=== What is required ===
Copy each line of the following material that has the string "values".

*** Opening of Extracted records ***

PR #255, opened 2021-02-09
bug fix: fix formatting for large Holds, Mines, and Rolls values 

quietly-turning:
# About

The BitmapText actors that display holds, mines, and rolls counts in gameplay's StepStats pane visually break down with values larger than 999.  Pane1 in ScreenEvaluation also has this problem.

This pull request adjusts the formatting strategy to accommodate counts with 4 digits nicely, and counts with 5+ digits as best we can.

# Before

*** Close of Extracted records ***

=== Response to the task ===
bug fix: fix formatting for large Holds, Mines, and Rolls values 
The BitmapText actors that display holds, mines, and rolls counts in gameplay's StepStats pane visually break down with values larger than 999.  Pane1 in ScreenEvaluation also has this problem.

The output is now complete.